The Boy Downstairs, 2017.
Directed by Sophie Brooks.
Starring Zosia Mamet, Matthew Shear, Deirdre O’Connell, Sarah Ramos, and Diana Irvine.
SYNOPSIS:
Several years ago, aspiring writer Diana met Ben, they fell in love and she broke up with him when she went to London. Now back in New York, she moves into a new apartment, only to discover that he lives in the one in the basement. And she starts to reflect on whether there’s any future for their relationship.
At first sight, this is a title with Nora Ephron’s name written all over it – except that she has nothing to do with it. More’s the pity, because a little of her sparkle wouldn’t have gone amiss in The Boy Downstairs.
This is an indie rom-com, which is a bit short on both rom and com. It’s a love story where one of them describes their relationship as a friendship. Hardly ablaze with passion, then.
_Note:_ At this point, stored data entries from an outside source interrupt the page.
Issue #96, opened 2017-03-06
Fix blank page on 403 (Forbidden)


dn0:

mbag:
@dn0 
We have two options here, currently we are returning `HttpResponseForbidden()` when there is permission problem with user's request. The solution is to render 403 template, that will be also added as part of the fix. The occurrences of HttpResponseForbidden will be substituted with:
`return HttpResponseForbidden(render(request, '403.html'))`

Another option is to substitute `return HttpResponseForbidden()` with `raise PermissionDenied` and let Django handle the template (I've tried it, the correct custom template is found and returned in the response).

PR #126, opened 2017-03-26
Correct handling of the 403 Forbidden

mbag:
New 403 template was added that is displayed if user tries to access resource that they are not supposed to view.

Issue #96

### DIFF
--- a/gui/templates/403.html
+++ b/gui/templates/403.html
@@ -1,0 +1,68 @@
+{% load i18n %}<!DOCTYPE html>
+<html>
+<head>
+  <title>{% trans "You are not permitted to view this page" %} (403)</title>
+  <style type="text/css">
+      body {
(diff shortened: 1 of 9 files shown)


gui/templates/403.html
```diff
@@ -0,0 +1,68 @@
...
+        background-attachment: fixed;
+        overflow: hidden;
+      }
+
+      .wrapper {
+        position: absolute;
+        top:50%;
+        margin-top: -85px;
+        left: 50%;
+        margin-left: -160px;
```
dn0: Currently, the wrapper is not centered. The correct value should be `-210px`. Please change that also in 404.html.

mbag:
I have also made changes to esdc-ee-replication since this was only esdc-ee-* repository that had call to HttpResponseForbidden.

PR #140, opened 2017-04-01
Added ability to import images from local image server

dn0:
### Updated imagestore API

Added ability to import images from local image server
    
This functionality can be used to import manually created images (i.e. images converted from other virtualization platforms), which were placed onto the image server directly on the compute node.

Documentation must be merged into esdc-docs after this PR is merged - erigones/esdc-docs#12

### Updated bin/esimg command

Added `list` and `get` subcommands for viewing the contents of the datasets folder and getting image manifests. Also added a `-c` parameter to the update subcommand for re-checking checksums of already imported images.


dn0:
@YanChii suggested to place the local image repository button in image import view on the right side of the screen.

Issue #115, opened 2017-03-16
500 AttributeError: 'unicode' object has no attribute 'iteritems' when doing VM undo


dn0:
When doing *undo* of VM definition:

```
Traceback (most recent call last):
  File "/opt/erigones/api/views.py", line 484, in dispatch
    response = handler(request, *args, **kwargs)
  File "/opt/erigones/api/decorators.py", line 91, in handler
    return func(*args, **kwargs)
  File "/opt/erigones/api/decorators.py", line 212, in wrap
    return fun(request, *args, **kwargs)
  File "/opt/erigones/api/vm/define/views.py", line 647, in vm_define_revert
    return VmDefineRevertView(request).put(vm, data)
  File "/opt/erigones/api/vm/define/utils.py", line 23, in wrap
    return fun(view, vm, *args, **kwargs)
  File "/opt/erigones/envs/lib/python2.7/site-packages/django/utils/decorators.py", line 145, in inner
    return func(*args, **kwargs)
  File "/opt/erigones/api/vm/define/vm_define.py", line 330, in put
    self.nice_diff(vm_diff))
  File "/opt/erigones/api/vm/define/vm_define.py", line 284, in nice_diff
    store.append(__disk_nics_add_rem(stuff, idname, xid))
  File "/opt/erigones/api/vm/define/vm_define.py", line 267, in __disk_nics_add_rem
    add_rem = ['%s=%s' % (key, to_string(val)) for key, val in iteritems(items) if key != id_name]
  File "/opt/erigones/envs/lib/python2.7/site-packages/django/utils/six.py", line 599, in iteritems
    return d.iteritems(**kw)
AttributeError: 'unicode' object has no attribute 'iteritems'
```

PR #144, opened 2017-04-03
Fixed allowed_ips errors when undo change on vm nic

ricco386:
We were receiving 500 error when allowed_ips is defined and user hits
undo button (issue #115). Once _diff_lists were aplied we received allowed_ips in add
section instead of change. I have changed serialiezr to have set instead
of list, which resulted in correct diff and also sanitaze if user adds
twice the same IP.

### DIFF
--- a/api/vm/define/serializers.py
+++ b/api/vm/define/serializers.py
@@ -943,7 +943,7 @@ class VmDefineNicSerializer(s.Serializer):
     allow_mac_spoofing = s.BooleanField(default=False)
     allow_restricted_traffic = s.BooleanField(default=False)
     allow_unfiltered_promisc = s.BooleanField(default=False)
-    allowed_ips = s.IPAddressArrayField(default=[], max_items=NIC_ALLOWED_IPS_MAX)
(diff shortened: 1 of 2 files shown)


api/vm/define/serializers.py
```diff
@@ -1114,7 +1115,7 @@ def detail_dict(self, **kwargs):
             ret['ip'] = self.object.get('ip', None)
             ret['netmask'] = self.object.get('netmask', None)
             ret['gateway'] = self.object.get('gateway', None)
-            ret['allowed_ips'] = self.object.get('allowed_ips', [])
+            ret['allowed_ips'] = self.object.get('allowed_ips', set())
```
dn0: This makes no sense. The user should see the allowed_ips as a list (json array).

api/vm/define/serializers.py
```diff
@@ -1277,7 +1278,7 @@ def validate(self, attrs):
                 self._ip_old = self._ip
                 self._ip = None
 
-        allowed_ips = attrs.get('allowed_ips', [])
+        allowed_ips = attrs.get('allowed_ips', set())
```
dn0: This makes no sense because it is converted to a set below.

PR #149, opened 2017-04-06
Implemented SOA serial incrementation

mbag:
Everytime the DNS record is updated the SOA will be incremented by one.


mbag:
@dn0  please check code again with PyCahrm, I've run flake8 and I don't think that there are any unused imports left.

PR #152, opened 2017-04-16
Do not display *pending* status when the target VM status was already reached

dn0:
## Updated `vm.status_display()` to not display *pending* status when the target VM status was already reached
    
There is a race condition visible in the GUI:
    
- start a stopped VM
- after the VM status changes to running switch to the console or snapshot view
- the VM may be now in pending state (blue icon in the VM menu)
    
This can happen because a new VM status is delivered from the compute node to the mgmt before the vm_status callback is finished. And we are returning a *pending* VM status when a `PUT vm_status` task is running.
    
Added a useful `vm.is_changing_status_to()` that returns a target VM status when `PUT vm_status` API function is running. The target status is deducted from the `action` attribute in the apiview dict. This function can help us to determine whether the VM has already reached its desired new status.

## Moved `vm.update_uptime()` closer to new VM status saving
    
It did not make sense to update the uptime and not saving it. This happened when a new VM state with an old change time propagated to `_save_vm_status()` function.


vms/models/vm.py
```diff
@@ -1268,6 +1274,21 @@ def is_changing_status(self):
         """Return appropriate task if VM status is changing"""
         return self.get_tasks(match_dict={'view': 'vm_status', 'method': 'PUT'})
 
+    def is_changing_status_to(self, vm_status_tasks=None):
```
mbag: The names of these two functions are rather unfortunate. The above function implies that it returns Bool, but in fact it returns task. 
And "is_changeging_status_to" function has almost the same name, but "_to" is appended at the end, which might not be obvious when reading code.

dn0: @mbag I agree. I've renamed the VM methods.

Issue #90, opened 2017-03-06
Add API and GUI for listing available monitoring templates and hostgroups


dn0:
The API call will be used for implementing templates suggestions dropdown in GUI.

dn0:
Feel free to modify the `get_task_result()` in `api.task.utils` to allow returning a list from an asynchronous API call.

PR #153, opened 2017-04-18
Implement monitoring template and hostgroup suggestions

mbag:
Issue #90


dn0:
@mbag I've have pushed an update with new formatting of the list comprehension.

I've also updated the updating of the select2 dropdown to be more user-friendly. However, I had to touch the select2.js code (one line).

mbag:
Checked out and applied new patch in the testing environment.
The code seems to work, if there are no other changes needed, the code can be merged into master.

PR #176, opened 2017-06-05
add zookeepercli and query_cfgdb to cfgdb VM

YanChii:
CFGDB update to resolve erigones/esdc-factory#50


ans/upgrade/cfgdb/v2.6.0/main.yml
```diff
@@ -0,0 +1,32 @@
+# https://github.com/erigones/esdc-factory/issues/50
+- name: Download zookeepercli
```
dn0: Why don't we download it directly to cfgdb? (it should have the same network configuration as mgmt)

YanChii: I don't want to create new dependency on the internet during update of service virtuals. AFAIK, no mgmt update requires other service VMs to have internet connection.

As for comedy, it has some very smartly observed sequences, where the humour comes totally from the characters and where the laughs flow easily. But otherwise you smile gently and that’s about it.
In a New York that has shades of Woody Allen about it, Diana (Zosia Mamet) is an aspiring writer with a day job in a wedding dress shop. She’s just moved into a swish new apartment (that shop pays well, clearly!) and discovers a face from her past lives in the basement flat. It’s her ex Ben (Matthew Shear), who she fell in love with several years ago and then ended the relationship because she was going to live in London. Now she wonders if there’s any future for them at all, either as friends – which he admits he can’t do – or as something more.
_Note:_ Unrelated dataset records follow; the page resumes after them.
PR #188, opened 2017-06-28
Fixed server error caused by invalid IP address value/s

mbag:
The problem was with input not being validated prior to
sending query to the database.

Please review this PR.
Thanks.

### DIFF
--- a/api/network/ip/api_views.py
+++ b/api/network/ip/api_views.py
@@ -54,7 +54,7 @@ class NetworkIPView(APIView):
                     for ip in ips:
                         ipaddress.ip_address(ip)
                 except ValueError:
-                    raise InvalidInput('Invalid IPs value')
+                    raise InvalidInput('Invalid ips value')
 
                 ip_filter.append(Q(ip__in=ips))
 
--- a/api/network/ip/api_views.py
+++ b/api/network/ip/api_views.py
@@ -1,4 +1,3 @@
-import ipaddress
 import operator
 from functools import reduce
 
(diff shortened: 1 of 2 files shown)


api/network/ip/api_views.py
```diff
@@ -48,6 +49,13 @@ def __init__(self, request, name, ip, data, dc=None, many=False):
             if ips is not None:
                 if not isinstance(ips, (tuple, list)):
                     raise InvalidInput('Invalid ips')
+                # test is IPs have valid format
```
secult: is->if typo

api/network/ip/api_views.py
```diff
@@ -48,6 +49,13 @@ def __init__(self, request, name, ip, data, dc=None, many=False):
...
+                try:
+                    for ip in ips:
+                        ipaddress.ip_address(ip)
+                except ValueError:
+                    raise InvalidInput('Invalid IPs value')
```
dn0: The property is called `ips` not `IPs`.

api/network/ip/api_views.py
```diff
@@ -48,6 +49,13 @@ def __init__(self, request, name, ip, data, dc=None, many=False):
             if ips is not None:
                 if not isinstance(ips, (tuple, list)):
                     raise InvalidInput('Invalid ips')
+                # test is IPs have valid format
+                try:
+                    for ip in ips:
+                        ipaddress.ip_address(ip)
```
dn0: Please use the static method `IPAddress.get_ip_address()`, which is the same, but in addition in does a type cast to unicode, which is important for this.

PR #941, opened 2024-11-22
Fix/long >string

dpetran:
This fixes an OutOfMemoryError that occurred when we exhaust the heap space while trying to turn the long array on a SID back into a string. The IRI in question in this case was is `http://dbpedia.org/resource/Permian%E2%80%93Triassic_extinction_event`.

I've started adding property tests to ensure that all UTF-8 strings can be roundtripped properly, but that has exposed a few more uncovered cases around how we deal with padding. In the interest of making this fix available quickly, this PR doesn't include those (failing) tests yet.

### DIFF
--- a/src/clj/fluree/db/util/bytes.cljc
+++ b/src/clj/fluree/db/util/bytes.cljc
@@ -35,15 +35,9 @@
 
 
 (defn long->UTF8
-  [n]
-  (loop [result '()
-         n'     n]
-    (if (= 0 n')
-      #?(:clj (byte-array result)
-         :cljs (.from js/Int8Array result))
-      (let [b   (bit-and n' 0xFF)
-            n'' (bit-shift-right n' 8)]
-        (if (= b 0)
-          (recur result n'')
-          (recur (conj result b)
-                 n''))))))
+  [l]
+  (->> [56 48 40 32 24 16 8 0] ;; byte offsets
+       (map (fn [i] (bit-and (bit-shift-right l i) 0xFF)))
+       (remove zero?) ;; get rid of trailing padding
+       #?(:clj (byte-array)
+          :cljs (.from js/Int8Array))))
--- a/src/clj/fluree/db/util/bytes.cljc
+++ b/src/clj/fluree/db/util/bytes.cljc
@@ -33,11 +33,14 @@
               (bit-shift-left result (* diff 8)))
             result))))))
 
-
 (defn long->UTF8
   [l]
-  (->> [56 48 40 32 24 16 8 0] ;; byte offsets
-       (map (fn [i] (bit-and (bit-shift-right l i) 0xFF)))
-       (remove zero?) ;; get rid of trailing padding
-       #?(:clj (byte-array)
-          :cljs (.from js/Int8Array))))
+  (loop [offset 56
+         bs     []]
+    (if (neg? offset)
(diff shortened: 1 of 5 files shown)


src/java/fluree/db/SID.java
```diff
@@ -3,33 +3,25 @@
...
+    public final int namespaceCode;
+    public final long[] nameCodes;
 
-    public SID(int nsCode, long... nameCodes) {
+    public SID(int nsCode, long[] nameCodes) {
         this.namespaceCode = nsCode;
         this.nameCodes = nameCodes;
     }
 
-    public int getNamespaceCode() {
```
zonotope, line 14: Why did the getters need to be removed?

zonotope: We need to add them back. This is a Java class, not Clojure. Those fields should not be public, and they should not be settable. This change makes them settable. 

I don't think anything about the Java class needed to change to fix this bug.

dpetran: My understanding is that `final` indicates that the field cannot be mutated and is more than sufficient for safety, but I've gone ahead and reverted the changes.

src/clj/fluree/db/util/bytes.cljc
```diff
@@ -35,15 +35,9 @@
...
-         :cljs (.from js/Int8Array result))
-      (let [b   (bit-and n' 0xFF)
-            n'' (bit-shift-right n' 8)]
-        (if (= b 0)
-          (recur result n'')
-          (recur (conj result b)
-                 n''))))))
+  [l]
+  (->> [56 48 40 32 24 16 8 0] ;; byte offsets
+       (map (fn [i] (bit-and (bit-shift-right l i) 0xFF)))
```
zonotope, line 40: This probably doesn't matter in practice, but I think we should keep the loop structure here instead of using `map` + `remove`. This code ideally should be as fast as possible because it's often called repeatedly when processing a query.

There's a lot of other things to optimize, and the functional implementation is still way faster than having to do an async query the way it was before, so I don't feel that strongly about changing it back.

zonotope (approved):

src/java/fluree/db/SID.java
zonotope: I think we should strive to write code as idiomatically as possible in whatever language we're writing in. I would not have written a clojure namespace hiding data behind a function, but that is the Java way, and this is a Java class.

src/clj/fluree/db/util/bytes.cljc
dpetran: You raise a good point, I've rewritten it to be a loop. `criterium/quick-bench` pegs it as a little more than twice as fast now - ~300ns per long vs ~850ns with the seq version. I've also added a property test to make sure that it's working for inputs we didn't consider.

src/java/fluree/db/SID.java
dpetran: My bold take is that idiomatic java is in this case just wrong - getters are a bad design and the convention for using them comes from a time when `final` did not exist. 

Especially since this is in performance sensitive code my thought is why waste a stack frame on something we don't need. Same thought with changing the signature from `long...` to `long[]`, we only ever supply an array so no need to generate vararg handling. But in the end it's only a stack frame and I'm sure the JIT will handle both cases correctly anyways.

PR #942, opened 2024-11-26
Serialize and persist bm25 indexes

zonotope:
This patch adds functions to serialize and persist any virtual graph indexes as part of the normal indexing process and to reload any persisted indexes when a db is loaded from storage. 

This pr currently has draft status because the index isn't persisted if the minimum novelty threshold isn't reached and the graph indexing process doesn't kick off. I'm still working on the best way to detect when the bm25 index has changed and needs persisting at commit time, and how to wait until the bm25 indexing process completes to persist the index without holding up the transactor, but I wanted to publish the persistence code now for feedback.


bplatz (commented):
Awesome!

Are you thinking we should write out new VG indexes with every commit, or try to rebuild the index from the last FlakeIndex 't' and just hook into that process?

PR #945, opened 2024-12-06
Feature - Required Policy

dpetran:
## What's changed in this PR:

The execution semantics of when a policy is evaluated changed. We segregate policies into three groups:
1. "property" policies - have an `f:onProperty` constraint
2. "class" policies - have an `f:onClass` constraint
3. "default" policies - have neither `f:onClass` nor `f:onProperty` constraints

Before, we would only evaluate the policies in a single group, checked in the order specified above. This had the effect that if a "property" policy existed we would never check the "class" policies.

Now, we will check every policy regardless of its grouping, as outlined below.

This PR also introduces the `f:required` property, the semantics of which are outlined below.

I spent a lot of time making sure I understood how policies worked before I made changes, so below is a detailed description of how they work now.

## Authorization Policies

A Policy is a document that is used to decide which flakes can be viewed or modified. We use this vocabulary:

- `f:query`
  This is a Fluree query is used to determine if a policy allows access to a flake. It is the only required property on a policy. It is stored as an `@type` `@json` blob with its own `@context` that is separate from the query or transaction context.
- `@id` (optional)
- `@type` (optional)
- `f:onProperty` (optional)
  This is used to constrain when a policy is evaluated - only when a flake has a predicate that matches the properties specified here.
- `f:onClass` (optional)
  This is used to constrain when a policy is evaluated - only when a flake's subject has an @type that matches the classes specified here. This is more expensive because we need to look up the flake's subject's @type refs in order to find the policies that are relevant before we can evaluate the policy.
- `f:action` (optional)
  This is used to constrain when a policy is evaluated:
  `f:view` - during a query
  `f:modify` - during a transaction
  If no `f:action` is specified then a policy is applied for both.
- `f:required` (optional)
  If true, all non-required policies will be ignored. All required policies must evaluate to true to permit access.
- `f:exMessage` (optional)
  A custom error message to return if a policy prevents modification during a transaction.

At a conceptual level, policies are processed in this way for each flake that will be returned:
1. All `f:required` policies must evaluate to `true` to permit access the flake. Non required policies are ignored.
2. If no policies are "required", then all the policies are checked in sequence. The first one to evaluate to `true` permits access. If no policy evaluates to true, access to the flake is denied.

During policy evaluation, the `f:query` is executed with certain variables bound:
`?$this` - the subject of the flake being tested
`?$identity` - the identity of the principal performing the action

The query returns an authorization result:
- 1+ results: flake is allowed
- 0 results: flake is not allowed
- error: action is unwound

In order to have policies enforced at all, the correct opts need to be supplied: `identity`, `policyClass`, or `policy`. When present, we "wrap" the db in the applicable policies:
- `identity`: all policies with an `@type` found in the `f:policyClasses` specified on the `<identity>` subject.
- `policyClass`: all the policies with an `@type` that matches any of the supplied values
- `policy`: just the policies provided by this property.

The `credential-*` api functions derive the identity from the signed action and supply the `identity` opt.

### DIFF
--- a/src/clj/fluree/db/constants.cljc
+++ b/src/clj/fluree/db/constants.cljc
@@ -59,6 +59,7 @@
 (def ^:const iri-rule (fluree-iri "rule"))
 (def ^:const iri-query (fluree-iri "query"))
 (def ^:const iri-onClass (fluree-iri "onClass"))
+(def ^:const iri-required (fluree-iri "required"))
 (def ^:const iri-onProperty (fluree-iri "onProperty"))
 (def ^:const iri-exMessage (fluree-iri "exMessage"))
 (def ^:const iri-policyClass (fluree-iri "policyClass"))
--- a/src/clj/fluree/db/json_ld/policy/enforce.cljc
+++ b/src/clj/fluree/db/json_ld/policy/enforce.cljc
@@ -69,7 +69,6 @@
                "Policy enforcement prevents modification.")
            {:status 403 :error :db/policy-exception}))
 
-
 (defn policies-allow?
   "Once narrowed to a specific set of policies, execute and return
   appropriate policy response."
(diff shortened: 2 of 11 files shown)


dpetran:
Closes https://github.com/fluree/core/issues/158

zonotope (approved):
🔑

So, with the course of true love never running smoothly, it’s a relationship with plenty of pitfalls, especially when he starts dating somebody else. The film’s big stand out is Mamet as Diana, who has the quirkiness you’d expect in an indie movie coupled with a rather good line in understated, throwaway one liners. But there’s also the vulnerability, the confusion, the lack of confidence and it all adds up to a well-rounded, believable young woman who finds the whole idea of being in love horribly scary – even though she loves Ben to bits. Where it starts to unravel slightly is that the relationship between Diana and Ben doesn’t always convince. Initially the reason appears to be that it’s unequal – it’s her that describes it as a friendship, so maybe that’s why – but actually it’s more to do with the two leads. Mamet is so good is that she overshadows co-star Matthew Shear and that gives the film a much bigger problem, because it hinges on them being an endearing couple.
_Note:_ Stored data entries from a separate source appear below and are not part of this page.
PR #949, opened 2025-01-13
Feature/integrated server

zonotope:
This small patch separates the `commit!` api function by adding a new `apply-stage!` function that returns a map of commit metadata including the commit address, hash, size, new t value, and the new db record. The pre-existing `commit!` function now only returns the updated db. These two pieces of functionality used to be complected within the same `commit!` function distinguished with the `file-data?` option. Having two separate functions leads to less complexity than handling control flow with opaque options.

This patch also includes a `prepare` function for parsing and expanding json-ld configuration documents into internal integrand config maps that's useful for repl sessions in dependent applications.

### DIFF
--- a/src/clj/fluree/db/api.cljc
+++ b/src/clj/fluree/db/api.cljc
@@ -222,8 +222,7 @@
 
 (defn apply-stage!
   ([ledger staged-db]
-   (promise-wrap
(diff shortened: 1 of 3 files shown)


dpetran (approved):
:apple:

PR #950, opened 2025-01-15
Optimize Stale Flake Removal

zonotope:
This patch brings ins @aaj3f 's fix for inconsistent indexing configuration options and includes an optimization for removing repeated equivalent facts from query results by maintaining a set of previously checked facts to avoid traversing the list of flakes in a node multiple times.


dpetran (approved):
:rabbit2:

PR #951, opened 2025-01-16
Optimize time travel and novelty resolution

zonotope:
This patch has a few optimizations of how flake sets are manipulated when resolving index nodes to specific `t` values. The optimizations here avoid multiple traversals of flake sets where possible and makes better use of transient sets.


dpetran (approved):
:snowflake:

PR #954, opened 2025-01-20
Fix/base context in queries

dpetran:
Closes https://github.com/fluree/core/issues/88

This is a fix to support using `@base` in queries. Subject iris were not getting expanded with the `@base` context and this PR adds support.


zonotope (approved):
🛷

PR #955, opened 2025-01-22
Fix existing ledger instantiation

zonotope:
This patch fixes an error instantiating existing ledgers that caused indexing options to be treated as identity keypairs. The fix is in commit 23ab9284f55a66626c97833de6a12536d8fffe1b, and the rest of the changes here are just cleanup for things I came across when looking for the source of this bug.

I guess this is another point in favor of statically typed languages 🤷🏾‍♂️

### DIFF
--- a/deps.edn
+++ b/deps.edn
@@ -59,7 +59,7 @@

Perhaps it would be more accurate to call this a romantic dramedy, despite the occasional dull patch. What comedy there is happens in two scenes and one running gag. Both of the scenes involve the couple – one sees them eating in a restaurant and coping with an arrogant Italian waiter (lemons will never be the same again!) and the other having dinner at his parents. The older couple are funny and adorable and we could have done with seeing more of them, but this one sequence is all we get. The running gag involves Ben’s subsequent girlfriend and Diana turning up at the wrong time – again and again.
It’s Sophie Brooks’ feature film debut as both director and writer and it looks like a first effort. Not a bad one, but a first effort nonetheless. There’s lots of promise in here, but much of it – especially in the humour stakes – just fizzles out and comes to naught. The tone is uneven sometimes and, while it has charm, is sweet and inoffensive, there’s a sense that it’s trying too hard to please. It’s very slight and would probably be more at home on the smaller screen, so it’s just as well it’s also available on digital.